As always, I love hearing from you. What do you do to go inward?

With love,
Maria

Professionalism, Leadership & Love

Ahhh, the month of love.

In this month, many of us have love on the mind. Being an advocate of love myself, I too, find myself daydreaming of how grand the gift of love is in my life. Imagine for a moment, if we could harness the love we feel and translate that into our leadership. Now of course, I am not talking about romantic love. I am talking about universal love; the love we feel as one human to another. This love is honoring, valuing, and respecting each other. This is a love of Namaste, honoring the spirit of another.

As leaders, we are taught to de-compartmentalize a love such as this. We are taught to remove ourselves from any emotion (including love) and be “professional” as if being professional makes us non-human or even worse, super-human. This practice, and many of us have gotten this concept down good, has propelled us in our careers, but also has left us empty.
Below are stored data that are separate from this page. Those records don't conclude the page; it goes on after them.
PR #7864, opened 2021-12-21
minor: add `response.stream` method

### LINKED ISSUE #7863: HTTPResponse: add stream method
what would be desirable is a way to return the stream associated with a response rather than a buffer

```js
page.on('response', async respone => {
  const stream = response.stream()
})
```

That could be achieved using [`Network.takeResponseBodyForInterceptionAsStream`](https://chromedevtools.github.io/devtools-protocol/tot/Network/#method-takeResponseBodyForInterceptionAsStream) CDP method in a similar way how the buffer gets.

https://github.com/puppeteer/puppeteer/blob/main/src/common/HTTPResponse.ts#L183

Kikobeats:
Closes https://github.com/puppeteer/puppeteer/issues/7863


src/common/HTTPResponse.ts
```diff
@@ -21,6 +21,8 @@ import { HTTPRequest } from './HTTPRequest.js';
 import { SecurityDetails } from './SecurityDetails.js';
 import { Protocol } from 'devtools-protocol';
 import { ProtocolError } from './Errors.js';
+import { helper } from './helper.js';
+import { Readable } from 'stream';
```
OrKoN, line 25: let's make this a type import?  E.g., `import type { Readable } from 'stream';`

src/common/HTTPResponse.ts
```diff
@@ -204,6 +207,26 @@ export class HTTPResponse {
...
+    if (!this._contentStream) {
+      const result = await this._client.send(
+        'Network.takeResponseBodyForInterceptionAsStream',
+        {
+          interceptionId: this._request._requestId,
+        }
+      );
+
+      this._contentStream = helper.getReadableFromProtocolStream(
+        this._client as any,
```
OrKoN, line 236: let's cast as a CDPSession from 'CDPSession.ts'?

OrKoN (changes requested):
Marked as changes requested.

OrKoN:

Issue #7757, opened 2021-11-09
[Bug]: page.pdf produces corrupt pdf


tjacobs3:
### Bug description

Steps to reproduce the problem:

Occasionally, we find that our PDFs are not openable by any programs.  We've narrowed the issue down to inclusion of certain images.  When these images are present, the pdf created by puppeteer is corrupt.  All image tools do not indicate that anything is wrong with the image itself so I believe this is an issue on the puppeteer side.

1. Create an `test.html` file with the following contents
```
<html>
  <head>
  </head>
  <body>
    <img src="image.jpg">
  </body>
</html>
```
In the same directory, place the attached `image.jpg`

2. Create a `save_to_pdf.js` file with the following contents
```
const puppeteer = require('puppeteer');

(async () => {
  const browser = await puppeteer.launch({ headless: true });
  const page = await browser.newPage();
  await page.goto(`file://${__dirname}/test.html`, { waitUntil: 'networkidle0', timeout: 60000 });
  await page.pdf({
    path: 'out.pdf',
    printBackground: true
  });

  await browser.close();
})();
```
3. Run `node save_to_pdf.js`
4. Try to open `out.pdf` in any program.
![Screen Shot 2021-11-09 at 10 22 02 AM](https://user-images.githubusercontent.com/222549/140952303-5057a4a6-dad1-4fa6-b28a-1ce5013c3efc.png)

[puppeteer_bug.zip](https://github.com/puppeteer/puppeteer/files/7505919/puppeteer_bug.zip)
[image.jpg](https://user-images.githubusercontent.com/222549/140952636-5a5bdf4b-ec67-4b9b-ae25-3ba56a298da3.jpg)

### Puppeteer version

10.1.0

### Node.js version

12.22.5

### npm version

6.14.14

### What operating system are you seeing the problem on?

macOS

MartinFalatic:
I'm tracking a very similar issue with headless page `pdf()` calls creating corrupted files with certain input images, which started after puppeteer 10.0.0, and have been working on a way to reproduce it. I've been assuming it was the version of Chrome that was to blame somehow.... but both 10.0.0 and 10.1.0 reference Chrome `884014`.

There's [not a ton of delta between puppeteer 10.0.0 and 10.1.0](https://github.com/puppeteer/puppeteer/compare/v10.0.0...v10.1.0), but the answer is in there somewhere.

[...]

PR #7868, opened 2021-12-22
fix: page.pdf producing an invalid pdf

tjacobs3:
Bugfix

**Summary**
When defining a chunk size for `<CDPSession>.send('IO.read', { handle, size })`, the `CDPSession` will occassionally indicate that it has reached the end of file without sending a full pdf. This is documented by the associated issue.

This behavior is not reproducible when leaving out the size parameter. Since the size parameter is not required on the CDPSession side and is merely a suggestion on the stream side, we can safely leave it out.

Refs: #7757

No


OrKoN:
Thanks for the fix. I'd really appreciate if you add a failing test case that is fixed by this.

OrKoN:
Disregard my previous comment, I think we can land it without new test cases. Could you please add a TODO like `TODO: bring the size parameter back once Chromium issue crbug.com/1290727 is resolved.`

OrKoN (approved):

OrKoN:
I will add a TODO myself in a follow-up PR.

MartinFalatic:
@OrKoN Thank you for expediting this, and for tracking down a potential root cause in Chromium itself!

@tjacobs3 Thanks for the effective workaround to keep puppeteer working properly while we await the fix in Chromium!

PR #7876, opened 2021-12-26
Feature: Deregister scripts that were added with evaluateOnNewDocument

SmartArray:
## Deregister scripts that were added with evaluateOnNewDocument

A simple but yet commonly requested **feature** to deregister scripts that were added with `evaluateOnNewDocument `.

No. This was manually tested by using `alert` statements though.

Yes. The return type of the corresponding method was updated, along with the documentation for `evaluateOnNewDocument`.

**Summary**
Previously, there was no way to deregister scripts that were added with `evaluateOnNewDocument`. The underlying DevTools Protocol offers this functionality so I decided to integrate this simple change.

Not at all. Other integrations should still work as expected.
Typescript people may have to update their code as the promise object's type info was changed.

Merry Christmas btw! 🎄


src/common/Page.ts
```diff
@@ -2582,11 +2584,19 @@ export class Page extends EventEmitter {
   async evaluateOnNewDocument(
     pageFunction: Function | string,
     ...args: unknown[]
-  ): Promise<void> {
+  ): Promise<() => Promise<void>> {
     const source = helper.evaluationString(pageFunction, ...args);
-    await this._client.send('Page.addScriptToEvaluateOnNewDocument', {
-      source,
-    });
+    const { identifier } = await this._client.send(
```
OrKoN, line 2615: let's return the identified in evaluateOnNewDocument and create a symmetrical function `stopEvaluateOnNewDocument` (perhaps you have a better name?) This would make it more composable.

We would also need some tests that both functions work.

OrKoN (changes requested):
Marking as requiring changes (see my comment inline)

OrKoN:

PR #7883, opened 2022-01-01
chore: remove console.error

Junyan:
**Summary**

I think it is better to handle error by user instead of console.error.


OrKoN:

Emotional intelligence teaches us to recognize our emotions and manage them in healthy ways. Managing our emotions does not mean shoving them down and ignoring them. We know from experience this only gives our emotions time to grow and mutate into emotions that are exaggerated, misdirected, and sometimes manifest in disease and illness.

Being professional does not need to mean being distant, aloof, uncaring, and impersonal. We are in a world of transition and change. We are in a world where many of us are creating new models for living. In this spirit and in the spirit of love, let’s create a new professionalism. Let's create a professionalism that stands for something powerful, serving, supportive, and love-filled.

I am thinking a new professionalism looks like this:

Present
Reflective
Open-minded
Free
Empathetic
Service-minded
Source-connected
Inclusive
Openhearted
Non-judgmental
Aligned with values
Loving

How would you create a new professionalism?

With love,
Maria

Just Ask

As leaders, we often buy into the perception (more likely than not, self-imposed perception) that we must know the answers, be strong, and just like the Energizer bunny, keep going, going, and going.

Enough already!

As leaders, the most important lesson we can model and teach others is that we are human.

As humans and leaders, we do not always have the answers. This requires us to fess up and be honest. Big deal, we don’t have the answer. The difference between leaders and non-leaders is that we will find the answer…whatever it takes, we will find out. This may require us to do some research or ask someone else, who may have the answer. We may also need to tap into our intuition for inner wisdom to solve the surface question. And, my favorite resource of all, ask your Source, who is always available 24/7, always honest, and always right on target.

The perception that leaders are always strong is like saying it is always sunny. Just as nature has beautifully shown us, there are seasons to life. As living, breathing human beings, we too, have seasons. Our strength does not come by us always standing, our strength is our ability to get up again after we fall. Sometimes, this requires us to ask for help. The beautiful benefit of our asking is that the helper receives a gift too, by serving. This is a win-win exchange. It can’t get much better than that!

We cannot keep going, going, going. This is unrealistic and quite frankly, dangerous to our physical body, emotional health, and spiritual growth. We are not super-human, so we must stop pretending to be…it is killing us! We need to learn to ask for re-charge time and then take it! Your mind, body, and spirit will thank you.

What is the most challenging thing for you to ask? As always, I love to hear from you.